Queridos hermanos:
En el evangelio correspondiente a este domingo se nos cuenta un hecho que tiene como protagonista al apóstol Tomás. Debido a lo que se cuenta de él en esta lectura, al pobre apóstol se le ha calificado como “Tomás el incrédulo”, porque supuestamente dudó de la resurrección de Jesús. ¿Se merece este calificativo? Les invito a analizar rápidamente el asunto.
Para empezar, Tomás no fue el único que tuvo problemas para aceptar como real la resurrección de Jesús. En los evangelios vemos dudando a la Magdalena, a Pedro, al discípulo amado y a todos los demás apóstoles. De hecho, en esta misma lectura se nos dice que los discípulos estaban encerrados con miedo, aun cuando el mismo Jesús les había adelantado su resurrección, prueba de que no estaban seguros de la veracidad de su afirmación. El mismo Jesús tuvo que aparecérseles para ayudarles con su fe. Así que, el hecho de que Tomás, que no estaba con la comunidad cuando Jesús se apareció, dudara, no debería parecernos extraño. Digamos que creer semejante notición es difícil, y más todavía entenderla. Aún hoy podemos encontrar hermanos a los que se les complica entender la resurrección. Yo no los culparía ni los tacharía de “incrédulos”; más bien intentaría ayudarles a creer y a entender usando el mismo método de Jesús: dándoles razones para creer.
Lo que pasó con Tomás fue lo mismo que pasa con todos nosotros al momento de confiar en alguien o en algo: necesitamos motivos para creer. Jesús lo sabía, por eso, cuando notó la incredulidad de su discípulo, le mostró esos motivos: las heridas de sus manos y de su costado. Ahora sí Tomás ya no podía dudar, tenía las evidencias frente a sus ojos, la persona que tenía al frente era el mismo Jesús vivo y resucitado. Y una vez que Tomás tuvo razones claras para creer, lanzó una declaración de fe que ni los otros discípulos pudieron hacer: “Señor mío y Dios mío”. ¿Es justo, pues, llamar “incrédulo” al pobre Tomás? Yo creo que no. Sus dudas de fe estaban justificadas: hasta ese momento el tema de la resurrección era algo teórico, no real. De hecho, Jesús fue el primer resucitado, y creer en eso de buenas a primeras, era difícil. Además, Tomás solo necesitó algunas razones para evitar creer en cosas ilógicas y absurdas. No fue falta de fe, fue buscar la seguridad de la fe.

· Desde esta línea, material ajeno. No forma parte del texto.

PR #5629, opened 2023-09-26
add support for predicting arrival warp distance

Goober5000:
This adds the ability to calculate the arrival distance of a ship using the default warp effect.  There is a new option (in both FRED and qtFRED) to display a gray wireframe outline of the ship projected forward to its final location.

Credit to @Baezon for figuring out the math involved.

### DIFF
--- a/code/ship/shipfx.cpp
+++ b/code/ship/shipfx.cpp
@@ -3730,6 +3730,29 @@ int WE_Default::getWarpOrientation(matrix* output)
     return 1;
 }
 
+float shipfx_calculate_arrival_warp_distance(object *objp)
+{
+	Assert(objp != nullptr && objp->type == OBJ_SHIP);
+
+	// c.f. WE_Default::warpStart()
+	float half_length, warping_dist;
+	if (object_is_docked(objp))
+	{
+		half_length = dock_calc_max_semilatus_rectum_parallel_to_axis(objp, Z_AXIS);
+		warping_dist = 2.0f * half_length;
+	}
+	else
+	{
+		warping_dist = ship_class_get_length(&Ship_info[Ships[objp->instance].ship_info_index]);
+		half_length = 0.5f * warping_dist;
+	}
+	float warping_time = shipfx_calculate_warp_time(objp, WarpDirection::WARP_IN, half_length, warping_dist);
+	float warping_speed = warping_dist / warping_time;
+
+	// the total distance is a full length from its current position, plus the time it takes to slow down from its warping speed
+	// TODO
+}
+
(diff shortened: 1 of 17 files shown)


code/ship/shipfx.cpp
```diff
@@ -3726,6 +3726,38 @@ int WE_Default::getWarpOrientation(matrix* output)
     return 1;
 }
 
+float shipfx_calculate_arrival_warp_distance(object *objp)
+{
+	Assert(objp != nullptr && objp->type == OBJ_SHIP);
```
JohnAFernandez, line 3731: Please expand to an assertion

code/ship/shipfx.cpp
```diff
@@ -3726,6 +3726,38 @@ int WE_Default::getWarpOrientation(matrix* output)
...
+	}
+	float warping_time = shipfx_calculate_warp_time(objp, WarpDirection::WARP_IN, half_length, warping_dist);
+	float warping_speed = warping_dist / warping_time;
+
+	// the total distance is a full length from its current position, plus the distance it takes to slow down from its warping speed
+	float decel_time_const = objp->phys_info.forward_decel_time_const;
+	if (Ship_info[Ships[objp->instance].ship_info_index].flags[Ship::Info_Flags::Supercap]) {
+		// super cap style warpins are annoying, one time constant while above their max speed, a different one while slowing down from there
+		float supercap_slowdown_dist = (warping_speed - (objp->phys_info.max_vel.xyz.z + 5.0f))  * SUPERCAP_WARP_T_CONST;
+		float regular_slowdown_dist = (objp->phys_info.max_vel.xyz.z + 5.0f) * decel_time_const;
```
JohnAFernandez, line 3753: Is there any constant we can reference here for the 5.0f, or is it just a fudge factor?

JohnAFernandez (changes requested):
Looks pretty good.  It definitely ended up simpler than what I expected anyway.  Just two quick things.

code/ship/shipfx.cpp
Baezon: Not right now there is not, it is written the same way in physics.

JohnAFernandez: Ok, it would be great to change that to a constant, if for no other reason than 5.0f appears 403 times in the codebase, so at another point in the future it would be hard to track down all the related places.

Baezon: And the place it is used in physics.cpp is none of them, it uses `5`, instead ;)

JohnAFernandez (approved):

PR #5630, opened 2023-09-26
Revert "fix macOS build packaging issues"

notimaginative:
Although this fix works, it had the unintended consequence of causing nebula to reject the nightly builds due to a limit on file name length.


Goober5000 (approved):

notimaginative:
An alternate solution was made so this reversion PR is no longer needed.

PR #5631, opened 2023-09-26
Add waypoint as allowed lua sexp parameter type

MjnMixael:
Adds waypoints `OPF_POINT` as an allowed LuaSEXP parameter type.

### DIFF
--- a/code/parse/sexp/LuaAISEXP.cpp
+++ b/code/parse/sexp/LuaAISEXP.cpp
@@ -9,7 +9,7 @@
 using namespace luacpp;
 
 namespace sexp {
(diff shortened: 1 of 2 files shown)


JohnAFernandez (commented):
Deceptively simple.  The related code is already set up to handle a waypoint?

MjnMixael:
> Deceptively simple. The related code is already set up to handle a waypoint?

`eval_object_ship_wing_point_team()` and related code at LuaSEXP.ccp line 238 should do the whole shebang.

JohnAFernandez (approved):

naomimyselfandi:
> Deceptively simple. The related code is already set up to handle a waypoint?

In addition to Mike's response above, we discovered this issue when we tried to table a Lua AI operator as accepting a `waypoint`, got an error, and used `ship+waypoint` as a workaround. That works great, aside from being able to pass a ship (which doesn't make sense for this operator).

PR #5634, opened 2023-09-27
Fix for improved subsys attack pathing

Baezon:
The target world pos should use `model_local_to_global_point` since it could be at the end of whoever knows how many subobjects parented together.


Goober5000 (approved):
Looks good, although it might be better to call the variable `target_pm` or something so that `pm` is not used to refer to two different models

Después de dos mil años de trasmisión de la fe, nosotros podemos estar seguros de que lo que creemos sobre Dios es cosa razonable, demostrable y lógica. Hoy no deberíamos tener tantos problemas en la fe porque Dios mismo se ha encargado de darnos motivos para creer. Como a Tomás, a lo largo de la historia Dios ha mostrado evidencias de su existencia, de su amor, de la resurrección y de todo lo que la Iglesia enseña. Algunas de esas evidencias están al alcance de nuestros ojos y otras hay que deducirlas pensando un poquito. Si hoy hay dudas de fe es porque no se han descubierto esas evidencias. Por eso, para estar seguros de nuestra fe, no estaría de más preguntarnos: ¿por qué creo en Dios? ¿Qué motivos tengo para creer en él? Suerte con la respuesta.